▶ [WHAT TO WORK ON]
Read through the data and report every line in which the word "syntax" occurs.

(Saved entries)
=== Section Start ===
Issue #2925, opened 2016-12-06
Playbooks do not fail gracefully when run with Ansible < 2.2


dtpest:
[provide a description of the issue]
Using libvirtd description

##### Version
git: openshift-ansible-3.4.17-1-212-ga3ce4c1
ansible 2.0.0.2

##### Steps To Reproduce
bin/cluster list libvirt '' <- does work
bin/cluster create libvirt lenaic <- fails

##### Current Result
ERROR! no action detected in task

The error appears to have been in '/home/labuser/openshift-ansible/roles/docker/tasks/main.yml': line 114, column 3, but may
be elsewhere in the file depending on the exact syntax problem.

The offending line appears to be:

- name: Start the Docker service
  ^ here

##### Expected Result
Should start cluster

abutcher:
Hey @dtpest, the playbooks should have [verified that your ansible version is 2.2](https://github.com/openshift/openshift-ansible/blob/master/playbooks/common/openshift-cluster/verify_ansible_version.yml). This task uses the systemd module which was introduced in ansible 2.2.

detiber:
@abutcher I wonder if we are hitting the error prior to the task being run.

abutcher:
@detiber You're right, makes sense that we'd get the syntax error rather than run.

jberkus:
Looks like none of the playbooks are verifying ansible version.  I just hit this with the BYO playbook as well.

detiber:
@jberkus I believe that is because the systemd module doesn't exist in 2.2. @mtnbikenc any ideas on how we could better test for ansible version?

dtpest:
Hey,
i'm using ansible 2.0.0.2 and not 2.2

dtpest:
Updated to 2.2 and ansible could start successfully

mtnbikenc:
@detiber It looks like `bin/cluster create` uses the `launch.yml` playbooks.  In looking at those playbooks, they are not including the `verify_ansible_version.yml` playbook where the version verification is done.

detiber:
@mtnbikenc @jberkus was hitting it with the byo playbooks as well.

@abutcher any thoughts?

Re-opening, since we should fail more gracefully for Ansible < 2.2

dustymabe:
can we change the title of this issue to more accurately reflect the problem ?

detiber:
@dustymabe done

mtnbikenc:
https://github.com/openshift/openshift-ansible/pull/2942 should address this.

PR #2942, opened 2016-12-07
Minimum Ansible version check

mtnbikenc:
Resolves: https://github.com/openshift/openshift-ansible/issues/2925

Moved version check to callback pluging to allow checking the version
prior to playbook syntax checking. This prevents errors on
syntax-checking with older versions of Ansible.


mtnbikenc:
@detiber Here's a first shot at a new version check. I figure we would also remove the `verify_ansible_version.yml` playbook.

callback_plugins/ansible_version_check.py
```diff
@@ -0,0 +1,33 @@
...
+import ansible
+
+try:
+    # Version 2.0+
+    from ansible.plugins.callback import CallbackBase
+except ImportError:
+    CallbackBase = object
+
+
+def print_red_bold(text):
```
tbielawa: There's a built-in with the callback system for printing 'fail' type text, using 'print' directly should be avoided for this. I'll come back with a proper code example in a few minutes.

tbielawa: Set the message string and then use the built-in `_display` (it's a part of callback objects). Here's an example where they detect a task failed and then use the `C` constants to print with the correct red color:

https://github.com/ansible/ansible/blob/devel/lib/ansible/plugins/callback/default.py#L55-L57

You'll have to make sure you initialize the parent class though: https://github.com/ansible/ansible/blob/devel/lib/ansible/plugins/callback/default.py#L41

to make sure that the `_display` gets set: https://github.com/ansible/ansible/blob/devel/lib/ansible/plugins/callback/__init__.py#L55

Or add the kwarg yourself to the ``__init__`` definition (I think).

mtnbikenc: In looking through trying to implement this I've found that the more we rely on Ansible, while trying to check the current Ansible version, we would break on older versions of Ansible.  In this instance `C.COLOR_ERROR` does not exist in Ansible 2.0.0.2 and bombs. :(  So, it seems we should very lightly rely on Ansible dependencies.  Currently I'm using `__version__` which has been around since the beginning.  Thoughts?

tbielawa: from `constants.py` it defines `COLOR_ERROR` with a default value of the string `red`. I think you could get away with calling `_display.display(...., color='red')`. The difference being that we are overriding any custom user configs (which we were doing anyway using the shell escape codes :) )

mtnbikenc:
@tbielawa I've updated the code and this works only on post 2.0.0.0 versions of Ansible, which is not what we want.  On ansible-1.9.6 I get:

```
AttributeError: 'CallbackModule' object has no attribute '_display'
```

mtnbikenc:
I've updated the code and tested back to Ansible v1.7 successfully.  Additionally, I have removed the verify_ansible_version playbook and references to the same.

tbielawa:
aos-ci-test

sdodson:
aos-ci-test

detiber:
@mtnbikenc one issue that I see is that there is no license on the code from the blog, and the blog lists 'All rights reserved' with the copywrite notice. I've emailed the author to see if he is willing to release a copy of the code with a permissive license.

mtnbikenc:
aos-ci-test

mtnbikenc:
aos-ci-test

PR #2950, opened 2016-12-08
Drop 3.2 upgrade playbooks.

### LINKED ISSUE #2949: .../v3_2/upgrade.yml references files that do not exist
[playbooks/byo/openshift-cluster/upgrades/v3_2/upgrade.yml#L58-L65](https://github.com/openshift/openshift-ansible/blob/d4771b1a9a331393f5f4bf6c1cdf130637546c43/playbooks/byo/openshift-cluster/upgrades/v3_2/upgrade.yml#L58-L65) includes:

- include: ../../../../common/openshift-cluster/upgrades/pre.yml
- include: ../../../../common/openshift-cluster/upgrades/upgrade.yml
- include: ../../../../common/openshift-cluster/upgrades/post.yml

None of these 3 files exist.

@dgoodwin assigning it to you, as I think this was a missing part of the refactor in #2441.

I looked for an easy fix myself, but seems that the changes were more complex than I could follow in a reasonable amount of time.

dgoodwin:
These were supposed to be cleaned up and are currently broken as the large control plane / node refactor was not applied here.

Fixes #2949.


rhcarvalho:
@dgoodwin can we delete https://github.com/openshift/openshift-ansible/tree/master/playbooks/common/openshift-cluster/upgrades/v3_1_to_v3_2 as well? It has just a symlink in there.

rhcarvalho:
And FWIW looks like we have old references here too:
https://github.com/openshift/openshift-ansible/blob/master/utils/src/ooinstall/cli_installer.py#L28-L45

`git grep 3_1` reveals even more.

dgoodwin:
@rhcarvalho I added the nuke_images symlink to this commit. 

There are likely a lot of conditionals floating around in the tree for older versions that could now be cleaned up for sure.

sdodson:
Do we want to wait on this sort of cleanup until we have CI jobs for upgrades?

rhcarvalho:
> Do we want to wait on this sort of cleanup until we have CI jobs for upgrades?

As per #2949, these playbooks cannot be run today, as they refer to files that do not exist.

dgoodwin:
Yeah should be safe @sdodson, quite confident this is just dead broken code.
=== Section End ===
▶ [ANSWER SPACE]
be elsewhere in the file depending on the exact syntax problem.
@detiber You're right, makes sense that we'd get the syntax error rather than run.
prior to playbook syntax checking. This prevents errors on
syntax-checking with older versions of Ansible.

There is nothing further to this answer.